Judges: J. JOSEPH CURRAN, JR.
Filed Date: 5/28/1998
Status: Precedential
Modified Date: 7/5/2016
Dear Commissioner Larsen:
You have requested our opinion concerning the application of Chapter 163 of the Laws of Maryland 1997 to claims submitted to a health benefits carrier prior to the law's effective date. The Insurance Administration, relying on an advice letter from this office, has taken the position that Chapter 163 applies to all retroactive denials of claims that occur on or after October 1, 1997, the effective date of Chapter 163. At least one carrier, however, has suggested that this interpretation is incorrect, amounting to an improper retrospective application of the statute.1
Our opinion is that the Insurance Administration has correctly construed Chapter 163's applicability: Chapter 163 applies to retroactive denials of claims that occur on or after October 1, 1997, regardless of the date that the claim was originally paid.2
Chapter 163 (Senate Bill 335) of the Laws of Maryland 1997, which is codified in §
The discrete action called a "retroactive denial" is the linchpin of the entire statutory scheme. The time limits on most retroactive denials apply only "[i]f a carrier retroactively denies reimbursement to a health care provider. . . ." IN, § 15-1008(b)(1). The phrase "retroactively denies reimbursement" is not defined, but its meaning is evident from context. It is an action with two linked components: the carrier's decision to deny a provider's claim for a specific reason that purportedly justifies denial, under the contractual relationship between the provider and the carrier or, in the case of noncontractual providers, other applicable legal principles; and self-help action by the carrier to recoup the money previously paid, by reducing future reimbursements.
The first component of the meaning of "retroactive denial" is evidenced by IN, § 15-1008(b)(2)(i), which provides that: "A carrier that retroactively denies reimbursement to a health care provider . . . shall provide the health care provider with a written statement specifying the basis for the retroactive denial." The second component of the concept is evidenced by IN, § 15-1008(c), which provides that a carrier that fails to comply with the deadlines for retroactive denials "may not retroactively deny reimbursement or attempt in any manner to retroactively collect reimbursement already paid to a health care provider by reducing reimbursements currently owed to the health care provider, withholding future reimbursement, or in any other manner affecting the future reimbursement to the health care provider."
Nowhere in Chapter 163 is there any indication that the General Assembly intended to affect the carrier's legal right to obtain repayment of wrongfully paid claims other than by recapturing the amount from the future reimbursement stream to the provider. In other words, nothing in Chapter 163 prevents a carrier from demanding repayment of allegedly incorrectly paid claims or from bringing suit on a breach of contract or other theory seeking to be compensated for the improperly paid claim.

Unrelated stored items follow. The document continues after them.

PR #530, opened 2018-01-15
Add Task.forkAndForget

### LINKED ISSUE #520: Add Task.forkAndForget
For `Task` we now have `.start` and `.fork` with the same semantics, except that `fork` also forces a logical thread fork:

```scala
sealed abstract class Task[+A] {
  // ...
  def start: Task[Task[A]]
  // ...
  def fork: Task[Task[A]] =
    executeAsync.start
}
```

Now we need something like this:

```scala
sealed abstract class Task[+A] {
  // ...
  def forkAndForget: Task[Unit]
}
```

Following law should apply, but the implementation doesn't need to be this:

```scala
task.forkAndForget <-> task.fork.map(_ => ())
```

N.B. this law probably can't be tested since `forkAndForget` is all about triggering side effects.

Avasil:
Fixes #520.
Implementation is very simple, it seems to work but I'm of course open to any suggestions improving it and I think ScalaDoc could use meaningful example which could potentially be also used in one of the tests.


monix-eval/shared/src/main/scala/monix/eval/Task.scala
```diff
@@ -1092,6 +1092,21 @@ sealed abstract class Task[+A] extends Serializable {
...
+    * running it in the background and discarding the result.
+    *
+    * Similar to [[start]] after mapping result to Unit. Below law holds:
+    *
+    * {{{
+    *   task.startAndForget <-> task.start.map(_ => ())
+    * }}}
+    *
+    * IMPORTANT - In contrast to [[start]] it does automatic fork,
+    * forcing new async boundary.
```
alexandru: Once you refer to `fork` instead of `start`, this comment is not needed.

monix-eval/shared/src/main/scala/monix/eval/internal/TaskStartAndForget.scala
```diff
@@ -0,0 +1,35 @@
...
+    */
+  def apply[A](fa: Task[A]): Task[Unit] =
+    Task.Async[Unit] { (ctx, cb) =>
+      implicit val sc = ctx.scheduler
+      // It needs its own context, its own cancelable
+      val ctx2 = Task.Context(sc, ctx.options)
+      // Starting actual execution of our newly created task forcing new async boundary
+      Task.unsafeStartAsync(fa, ctx2, Callback.empty)
+      // Signal the created Task reference
+      cb.onSuccess(())
```
alexandru: This has the potential of generating stack overflow errors under certain conditions, which is why as policy we never call `cb.onSuccess(())` straight from `Async`.

Please use `cb.asyncOnSuccess(())`.

monix-eval/shared/src/test/scala/monix/eval/TaskStartAndForgetSuite.scala
```diff
@@ -0,0 +1,56 @@
...
+      sc.tick()
+
+      counter <-> i
+    }
+  }
+
+  test("task.startAndForget is stack safe") { implicit sc =>
+    var task: Task[Any] = Task(1)
+    for (_ <- 0 until 5000) task = task.startAndForget
+    for (_ <- 0 until 5000) task = task.flatMap(_ => Task.unit)
```
alexandru: Use `5000` for JavaScript, `100000` for Java. You can differentiate by using `Platform.isJVM` (from `monix.execution.internal`).

monix-eval/shared/src/test/scala/monix/eval/TaskStartAndForgetSuite.scala
```diff
@@ -0,0 +1,56 @@
...
+
+    val f = task.runAsync
+    sc.tick()
+    assertEquals(f.value, Some(Success(())))
+  }
+
+  test("task.startAndForget <-> task.start.map(_ => ())") { implicit sc =>
+    check1 { (task: Task[Int]) =>
+      task.startAndForget <-> task.start.map(_ => ())
```
alexandru: `startAndForget` on evaluation triggers side effects that we cannot notice here; this test is basically a no-op because you could've said:

```scala
task.startAndForget <-> Task.unit
```

We don't need it. Get rid of it.

monix-eval/shared/src/main/scala/monix/eval/internal/TaskStartAndForget.scala
oleg-py: Nitpick: the comment above is not correct, there's no Task reference signalled

monix-eval/shared/src/test/scala/monix/eval/TaskStartAndForgetSuite.scala
```diff
@@ -0,0 +1,56 @@
...
+    check1 { (i: Int) =>
+      var counter = 0
+      val task = Task {
+        counter = i
+        i
+      }
+      task.startAndForget.runAsync
+      sc.tick()
+
+      counter <-> i
```
alexandru: You're using `ScalaCheck` to repeat the test for random `i: Int` values, however that won't do much for us.

Do a simple test and test that:

1. async boundary is needed
2. execution is actually triggered in a background process (its own thread)

```scala
val task = Task.eval { counter += 1; counter }
val task = for {
  _ <- task.delayExecution(1.second).forkAndForget // first
  _ <- task.delayExecution(1.second).forkAndForget // second
} yield ()

val f = task.runAsync
assertEquals(f.value, Some(Success(()))

// Testing that both got executed in parallel
s.tick(1.second)
assertEquals(counter, 2)
```

Well, this doesn't test that an async boundary is forced, since we are doing it anyway with `delayExecution`, but you get the idea.

monix-eval/shared/src/test/scala/monix/eval/TaskStartAndForgetSuite.scala
Avasil: Can I somehow prove this equivalence?

alexandru: I don't think so. Would be nice but `forget` is in the name 😀 and I can't think of anything useful to do here.

Avasil:
@alexandru Thanks, I've used your example and added similar test but with raising exception. Maybe after sleep I will come up with a way to test for async boundary, it seems like other tests use either ```delayExecution``` or executing on different ```Scheduler```

monix-eval/shared/src/main/scala/monix/eval/internal/TaskForkAndForget.scala
```diff
@@ -0,0 +1,34 @@
...
+    * Implementation for `Task.startAndForget`.
+    */
+  def apply[A](fa: Task[A]): Task[Unit] =
+    Task.Async[Unit] { (ctx, cb) =>
+      implicit val sc = ctx.scheduler
+      // It needs its own context, its own cancelable
+      val ctx2 = Task.Context(sc, ctx.options)
+      // Starting actual execution of our newly created task forcing new async boundary
+      Task.unsafeStartAsync(fa, ctx2, Callback.empty)
+      cb.asyncOnSuccess(())
```
alexandru: Implementation looks good 👍

monix-eval/shared/src/test/scala/monix/eval/TaskForkAndForgetSuite.scala
```diff
@@ -0,0 +1,71 @@
...
+    val errorTask = Task.raiseError(new DummyException)
+
+    val result = for {
+      _ <- errorTask.forkAndForget
+      value <- task
+    } yield value
+
+    val f = result.runAsync
+    sc.tick()
+    assertEquals(f.value, Some(Success(20)))
```
alexandru: You're raising the error in that background thread, however you now need to ensure that the error was reported. Something like:

```scala
assertEquals(sc.state.lastReportedError, dummy)
```

alexandru: This happens due to `Callback.empty` if you were wondering, which isn't so "empty" 😀 as it reports incoming errors with the provided `Scheduler`.

PR #536, opened 2018-01-16
Add a Parallel for Observable for using combineLatest

### LINKED ISSUE #459: Add a Parallel for Observable for using combineLatest
`combineLatestMap` is a super useful combinator! Using it with more than a couple of combinators can be quite cumbersome though, so something like a `Parallel` would be a super useful thing IMO.
Here's some code I wrote:

```scala
class CombineObservable[A](val value: Observable[A]) extends AnyVal
object CombineObservable {
  implicit def combineObservableApplicative: Applicative[CombineObservable] = new Applicative[CombineObservable] {
    def pure[A](x: A): CombineObservable[A] = new CombineObservable(Observable.now(x))

    def ap[A, B](ff: CombineObservable[(A) => B])(fa: CombineObservable[A]) = new CombineObservable(
      ff.value.combineLatestWith(fa.value)((f, a) => f(a))
    )

    override def map[A, B](fa: CombineObservable[A])(f: A => B): CombineObservable[B] =
      new CombineObservable(fa.value.map(f))

    override def product[A, B](fa: CombineObservable[A], fb: CombineObservable[B]): CombineObservable[(A, B)] =
      new CombineObservable(fa.value.combineLatest(fb.value))
  }
}
```

And then inside `object Observable`:
```scala
implicit def observableParallel: Parallel[Observable, CombineObservable] = new Parallel[Observable, CombineObservable] {
  def monad = observableMonad
  def applicative = CombineObservable.combineObservableApplicative
  def sequential = new (CombineObservable ~> Observable) {
    def apply[A](fa: CombineObservable[A]) = fa.value
  }
  def parallel = new (Observable ~> CombineObservable) {
    def apply[A](fa: Observable[A]) = new CombineObservable(fa)
  }
}
``` 

I've checked the laws for my `rxjs` wrapper and they worked fine! However if we find it's not a valid `Applicative`, but only a valid `Apply` we could still make a `NonEmptyParallel` which would still allow us most of the benefits (i.e. `parMapN` syntax)

Avasil:
Closes #459

Thanks to @LukaJCB for most of the implementation. :)


Avasil:
Right now ```CombineObservable``` fails ```ApplicativeTests``` but I'll see if I can make it work and in worst case we'll do with ```Apply``` as @LukaJCB suggested

alexandru:
What laws are failing?

Avasil:
```scala
Applicative[CombineObservable].applicative.applicative interchange
```

``` scala
fa: List(OnNext(1), OnComplete)
fb: List(OnNext(-1152585554), OnNext(1), OnComplete)
```
and

```scala
Applicative[CombineObservable].applicative.monoidal right identity
```
```scala
fa: List(OnNext(964858958), OnComplete)
fb: List(OnNext(-1), OnNext(964858958), OnComplete)
```

Avasil:
As for right identity:
```scala
    val obs = new CombineObservable(Observable(0, 1))
    val F = implicitly[Applicative[CombineObservable]]
    val x = (F.product(obs, F.pure(())), obs)
    val y = F.imap(x._1) { case (a, _) => a } { a => (a, ()) }

    // List(1)
    val lhs = y.value.toListL.runAsync
    // List(0, 1)
    val rhs = obs.value.toListL.runAsync
    // List((1, ()))
    val product = F.product(obs, F.pure(())).value.toListL.runAsync
```

I don't think it can pass because it compares entire ```Observable``` to result of ```combineLatest``` which discards unpaired elements and will take only the latest.

Avasil:
On the other hand, I feel like ```CombinedObservable``` should only take the most recent element from ```Observable``` so it might work this way

Avasil:
@alexandru The best thing I came up with so far is:
```scala
final class CombineObservable[A] private (val value: Observable[A], val latestValue: Observable[A])

object CombineObservable {
  def apply[A](value: Observable[A]): CombineObservable[A] = {
    new CombineObservable(value, value.combineLatestMap(Observable.now(()))((a, _) => a))
  }

  implicit def combineObservableApplicative: Applicative[CombineObservable] = new Applicative[CombineObservable] {
    def pure[A](x: A): CombineObservable[A] = new CombineObservable(Observable.now(x), Observable.now(x))

    def ap[A, B](ff: CombineObservable[(A) => B])(fa: CombineObservable[A]) = CombineObservable(
      ff.value.combineLatestMap(fa.value)((f, a) => f(a))
    )

    override def map[A, B](fa: CombineObservable[A])(f: A => B): CombineObservable[B] =
      CombineObservable(fa.value.map(f))

    override def product[A, B](fa: CombineObservable[A], fb: CombineObservable[B]): CombineObservable[(A, B)] = {
      CombineObservable(fa.value.combineLatest(fb.value))
    }
  }
}
```
there might be a better way to take the latest element but that's the general idea. This way all ```Applicative``` laws pass but I feel like it is too much of a hack. :P Without storing additional value ```NonEmptyParallelLaws.parallelRoundTrip``` check is failing which is:
```scala
def parallelRoundTrip[A](ma: M[A]): IsEq[M[A]] =
  P.sequential(P.parallel(ma)) <-> ma
// translates to
CombineObservable(ma).value <-> ma
```

alexandru:
`combineLatest` is very non-deterministic.  Resembles `parMap2` on `Task`, but there only the effects can come in a different order, yet the result will always be the same, whereas for `combineLatest` this law does not hold for any two streams with a size greater than one:

```scala
combineLatestMap(oa, ob) <-> combineLatestMap(oa, ob)
```

The operation that produces deterministic results in this case is actually `zip`, which back-pressures one stream until the other emits a value. But then `zip` isn't as useful.

```scala
final class CombineObservable[A] private (val value: Observable[A], val latestValue: Observable[A])
```

We can't do this, no, as this is no longer a `newtype`.

Try to see if it passes the laws of `ApplyLaws` and `NonEmptyParallel`.
If it doesn't, then there's nothing that we can do.

Avasil:
@alexandru ```NonEmptyParallel``` passes without any issues

LukaJCB:
:+1: Thanks for this!

monix-reactive/shared/src/main/scala/monix/reactive/observables/CombineObservable.scala
```diff
@@ -0,0 +1,42 @@
...
+package monix.reactive.observables
+
+import cats.Apply
+import monix.reactive.Observable
+
+/** A `CombineObservable` is an observable that wraps a regular
+  * [[Observable]] and provide [[cats.Apply]] instance
+  * which uses [[Observable.combineLatest]] to combine elements.
+  */
+final class CombineObservable[A](val value: Observable[A]) extends AnyVal
```
alexandru: This is OK-ish, but I'd like to avoid any boxing, plus I think we should be standardizing on a newtype encoding in the Cats ecosystem.

Please use the newtype encoding that I used for `IO.Par` in this PR: https://github.com/typelevel/cats-effect/pull/115/

alexandru: To make it clear:

- add `monix.execution.internal.Newtype1` (private to Monix, I hope will standardize on something in the community)
- add `object CombineObservable` like you are doing here, but extend it from `Newtype1` and so the `newtype` will be `CombineObservable.Type[+A]` (and also, there won't be a corresponding `class`)
- on this object add `apply` and `unwrap` functions that work with `.asInstanceOf`

Avasil: @alexandru 
Okay, I implemented something that works but I think it could be nice to organize it into something like what you did in you PR with ```IO.Par``` instead of ```CombineObservable.Type```.

Also I have followed your guidelines but is there any reason against implementing ```Newtype1``` ( based on your ```IONewtype``` ) as:
``` scala
private[monix] abstract class Newtype1[F[_]] { self =>
  type Base
  trait Tag extends Any
  type Type[+A] <: Base with Tag

  def apply[A](fa: F[A]): Type[A] =
    fa.asInstanceOf[Type[A]]

  def unwrap[A](fa: Type[A]): F[A] =
    fa.asInstanceOf[F[A]]
}
```

alexandru: Right, if it works, it's fine. Note that's probably an `F[+_]` in the case of `Observable`, but then I don't see a reason for why invariance wouldn't work here.

Avasil: It actually works with just ```F[_]``` for this use case

monix-reactive/shared/src/main/scala/monix/reactive/observables/CombineObservable.scala
```diff
@@ -21,9 +21,9 @@ import cats.Apply
 import monix.execution.internal.Newtype1
 import monix.reactive.Observable
 
-/** A `CombineObservable` is an observable that wraps a regular
-  * [[Observable]] and provide [[cats.Apply]] instance
-  * which uses [[Observable.combineLatest]] to combine elements.
+/** Newtype encoding for an [[Observable]] datatype that has a [[cats.Apply]]
+  * instance which uses [[Observable.combineLatest]] to combine elements
```
alexandru: Do a `unidoc` command in `sbt`, make sure these references are resolved - I know that it has problems with resolving imports, so if you're not in the same package you have to do the full path, but check first:

```
[[monix.reactive.Observable.combineLatest Observable.combineLatest]]
```

Avasil: Done :+:

monix-reactive/shared/src/main/scala/monix/reactive/Observable.scala
```diff
@@ -4470,6 +4470,23 @@ object Observable {
...
+      import CombineObservable.unwrap
+      import CombineObservable.{apply => wrap}
+
+      def flatMap: FlatMap[Observable] = implicitly[FlatMap[Observable]]
+      def apply: Apply[CombineObservable.Type] = CombineObservable.combineObservableApplicative
+
+      def sequential = new (CombineObservable.Type ~> Observable) {
+        def apply[A](fa: CombineObservable.Type[A]): Observable[A] = unwrap(fa)
+      }
+      def parallel = new (Observable ~> CombineObservable.Type) {
```
alexandru: Please make `parallel` and `sequential` to be `val` instead of `def`, because we can reuse the `FunctionK` instances.

monix-reactive/shared/src/main/scala/monix/reactive/Observable.scala
```diff
@@ -4470,6 +4470,23 @@ object Observable {
     override def empty[A]: Observable[A] =
       Observable.empty[A]
   }
+
+  /** [[cats.NonEmptyParallel]] instance for [[Observable]]. */
+  implicit def observableNonEmptyParallel: NonEmptyParallel[Observable, CombineObservable.Type] =
```
alexandru: Instances with no dependencies should be `val` and not `def`, otherwise it's going to create an unnecessary new instance every time it's required. Make this a `val` too.

monix-reactive/shared/src/main/scala/monix/reactive/Observable.scala
```diff
@@ -4470,6 +4470,23 @@ object Observable {
...
+    new NonEmptyParallel[Observable, CombineObservable.Type] {
+      import CombineObservable.unwrap
+      import CombineObservable.{apply => wrap}
+
+      def flatMap: FlatMap[Observable] = implicitly[FlatMap[Observable]]
+      def apply: Apply[CombineObservable.Type] = CombineObservable.combineObservableApplicative
```
alexandru: These can remain `def`, since all they do is to return an already initialized instance (hopefully).

monix-reactive/shared/src/main/scala/monix/reactive/observables/CombineObservable.scala
```diff
@@ -0,0 +1,43 @@
...
+import monix.reactive.Observable
+
+/** Newtype encoding for an [[Observable]] datatype that has a [[cats.Apply]]
+  * instance which uses [[Observable.combineLatest]] to combine elements
+  * needed for implementing [[cats.NonEmptyParallel]]
+  */
+
+object CombineObservable extends Newtype1[Observable] {
+
+  implicit def combineObservableApplicative: Apply[CombineObservable.Type] = new Apply[CombineObservable.Type] {
```
alexandru: Make this a `val` too.

monix-reactive/shared/src/main/scala/monix/reactive/observables/CombineObservable.scala
```diff
@@ -0,0 +1,43 @@
...
+    import CombineObservable.{apply => wrap}
+
+    def ap[A, B](ff: CombineObservable.Type[(A) => B])(fa: CombineObservable.Type[A]) =
```
alexandru: Override `map2` as well.

And use `override` on implemented methods, even if they are abstract, because it's easier to protect against API breakage that way.

monix-reactive/shared/src/main/scala/monix/reactive/Observable.scala
```diff
@@ -4470,6 +4470,23 @@ object Observable {
...
       Observable.empty[A]
   }
+
+  /** [[cats.NonEmptyParallel]] instance for [[Observable]]. */
+  implicit def observableNonEmptyParallel: NonEmptyParallel[Observable, CombineObservable.Type] =
+    new NonEmptyParallel[Observable, CombineObservable.Type] {
+      import CombineObservable.unwrap
+      import CombineObservable.{apply => wrap}
+
+      def flatMap: FlatMap[Observable] = implicitly[FlatMap[Observable]]
```
alexandru: Use `override` even on abstract methods, because we need to protect against API breakage.

monix-reactive/shared/src/main/scala/monix/reactive/observables/CombineObservable.scala
```diff
@@ -0,0 +1,43 @@
...
+
+import cats.Apply
+import monix.execution.internal.Newtype1
+import monix.reactive.Observable
+
+/** Newtype encoding for an [[Observable]] datatype that has a [[cats.Apply]]
+  * instance which uses [[Observable.combineLatest]] to combine elements
+  * needed for implementing [[cats.NonEmptyParallel]]
+  */
+
```
alexandru: Please delete this newline here. Personal pet peeve, plus Scaladoc might malfunction.

monix-reactive/shared/src/main/scala/monix/reactive/observables/CombineObservable.scala
```diff
@@ -0,0 +1,46 @@
...
+    import CombineObservable.{apply => wrap}
+
+    override def ap[A, B](ff: CombineObservable.Type[(A) => B])(fa: CombineObservable.Type[A]) =
+      wrap(unwrap(ff).combineLatestMap(unwrap(fa))((f, a) => f(a)))
+
+    override def map[A, B](fa: CombineObservable.Type[A])(f: A => B): CombineObservable.Type[B] =
+      wrap(unwrap(fa).map(f))
+
+    override def map2[A, B, C](fa: CombineObservable.Type[A],
+      fb: CombineObservable.Type[B])(f: (A, B) => C): CombineObservable.Type[C] =
```
Avasil: There might be nicer way to format it

alexandru: My preference is this:

```scala
override def map2[A, B, C](fa: CombineObservable.Type[A], fb: CombineObservable.Type[B])
  (f: (A, B) => C): CombineObservable.Type[C] = 
  wrap(unwrap(fa).combineLatestMap(unwrap(fb))(f))
```

Not much of a difference though.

Chapter 163 imposes its deadlines only when, on or after October 1, 1997, the carrier combines the announcement of the denial of a previously paid claim with an intention to recoup the amount from the provider's future reimbursement.
The legislative history supports this understanding of Chapter 163. For example, the bill analysis of Senate Bill 335, prepared for the House Economic Matters Committee, observed as follows: "As a matter of practice, carriers sometimes will make a deduction from payment for a service rendered to a particular patient an amount equivalent to payment for an unrelated service for a different patient, if the carrier has decided retrospectively that the unrelated service was not covered and the claim should not have been paid. This practice is not regulated under current law." The objective of Senate Bill 335, it is evident, was to regulate "this practice."4
The Insurance Administration's understanding of Chapter 163 likewise accords with this construction. As the Associate Commissioner for Life and Health recently wrote:
The statute describes the specific manner in which a carrier may retroactively collect reimbursement already paid, and prohibits that manner of collection unless the collection occurs during the 6th month after a claim is paid (or 18 month period for coordination of benefits). The MIA interpretation, therefore, does not extinguish the right of a carrier to collect improper payments made before April 1, 1997, but merely prevents the carrier from retroactively collecting a reimbursement in the specific manner described in the statute. To avert unjust enrichment of the provider, the carrier may submit an invoice to the provider or use other legal process to collect a reimbursement a carrier determines may have been improper.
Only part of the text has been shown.